• 8/27/2007
  • New York, NY
  • Salynn Boyles
  • CBS News (www.cbsnews.com)Unlike most head and neck cancers, throat cancer rates in the United States have not dropped in recent years, and infection with the sexually transmitted infection human papilloma virus (HPV) may be the cause.

HPV is a virus that causes genital warts and most cervical cancers, but its transmission through oral sex has only recently been identified as a potential cause of throat cancer.

In a newly published analysis of head and neck cancer rates in the U.S., researchers from Houston’s M.D. Anderson Cancer Center found the incidence of throat cancer to be stagnant and even rising in some populations, defying a downward trend in other head and neck cancers linked more closely with smoking.

The findings underscore the importance of research aimed at determining if the newly available HPV vaccine is effective in males, researcher Erich Sturgis, M.D., MPH, tells WebMD.

“The vaccine has been shown to be almost 100% effective for preventing cervical infection,” he says. “We would encourage the medical community and [vaccine] industry to study its role in preventing this oral cancer.”

Tobacco use and drinking alcohol are by far the biggest risk factors for head and neck cancers. About 90% of patients with these malignancies either smoke or chew tobacco or have done so in the past, and up to 80% of oral cancer patients also drink a lot of alcohol, according to the American Cancer Society.

In their newly published analysis of head and neck cancer trends in the U.S., Sturgis and co-author Paul M. Cinciripini, M.D., showed that the decline in smoking has led to a decline in most head and neck cancers over the past two decades.

“These decreasing incidence rates trail by 10 to 15 years the declines in smoking prevalence, which began in the 1970s,” they wrote in the Oct. 1 issue of the journal Cancer.

The main exception to this trend has been throat cancer, more specifically defined as cancer of the oropharynx, which includes the tonsils, base of the tongue and soft palate, and side and back of the throat.

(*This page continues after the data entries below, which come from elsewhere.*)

PR #3128, opened 2025-04-15
fix: Existing services

broksy:
Updates for `@sap-ux/odata-service-writer`:

1. Generate unique service name if necessary (service with such name already exists)
2. Throws error in case service with the same URI exists


packages/odata-service-writer/src/data/defaults.ts
```diff
@@ -18,15 +18,42 @@ function setDefaultServicePath(service: OdataService): void {
     service.path = service.path?.endsWith('/') ? service.path : (service.path ?? '') + '/';
 }
 
+/**
+ * Generates a unique name for the service.
+ *
+ * @param {OdataService} dataSources - The service object whose path needs to be set or modified.
```
IainSAP, line 24: The param descriptions might need to be updated?

packages/odata-service-writer/src/translations/odata-service-writer.i18n.json
```diff
@@ -2,6 +2,7 @@
     "error": {
         "requiredProjectFileNotFound": "Invalid project structure. Cannot find required file {{-path}}",
         "requiredProjectPropertyNotFound": "Required project property: {{-property}} was not found in file: {{-path}}",
+        "requiredServiceAlreadyExists": "Service with URI: {{-uri}} already exists",
```
lfindlaysap, line 5:
```suggestion
        "requiredServiceAlreadyExists": "A service with the {{-uri}} URI already exists. Choose another service.",
```

lfindlaysap (changes requested):
@broksy, here is my suggestion. Please let me know if "Choose another service" is correct.

heimwege (approved):
changeset ok
excellent code coverage
did NOT test manually

packages/odata-service-writer/test/unit/index.test.ts
```diff
@@ -554,19 +621,19 @@ describe('generate', () => {
...
                 });
                 const configCopy = cloneDeep(Object.assign({}, config, { name: 'mainService' }));
-                await enhanceData('', configCopy, fs);
+                await enhanceData('', configCopy, fs, true);
                 expect(configCopy).toMatchInlineSnapshot(`
                     Object {
                       "model": "",
                       "name": "mainService",
-                      "path": "/V2/Northwind/Northwind.svc/",
+                      "path": "/V2/Northwind/Northwind.svc",
```
devinea, line 636: not sure the trailing / should be removed?

broksy: @devinea ,
It's because of this: https://github.com/SAP/open-ux-tools/pull/3128/files#diff-15f0a9bfab30f8f41214d7df999fa2001924044c022bbfc261beb183b78faabcL158

As you can see from the description, the test has changed from testing add to testing update.

In this case the `enhanceData` runs during the update.

devinea (approved):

These cancers are rare, accounting for just 10,000 of the roughly 45,000 head and neck malignancies diagnosed each year in the U.S. But their incidence has remained steady, overall, Sturgis and Cinciripini write, and tongue cancer rates among young adults have increased.

They conclude that this is likely due to HPV infection, spread through oral sex.

Sturgis tells WebMD that over the last five years, 35% of the throat cancer patients treated at M.D. Anderson Cancer Center had no history of smoking and that close to 90% of patients who had never smoked showed evidence of oral infection with HPV.

In the conclusion of their analysis, the researchers write that vaccinating only females against HPV, which is currently the policy in the U.S., could result in a missed opportunity to prevent throat cancers.

The HPV vaccine is being offered to males in Australia, Mexico, and some other countries, but there is, as yet, no clinical proof that it works to prevent HPV infection in men, says Debbie Saslow, PhD, of the American Cancer Society.

In the U.S. the vaccine, marketed as Gardasil by Merck & Co., is recommended for 11- to 12- year-old girls, and for women up to age 26 who have not received it.

Studies are under way to determine if the vaccine protects boys against genital HPV infection.

“The HPV vaccine is very effective protection against cervical cancer, and there is a good chance that it will reduce the incidence of other types of HPV-promoted cancers as well,” Saslow tells WebMD. “But we have no data to confirm that, and we won’t have any in the near future.”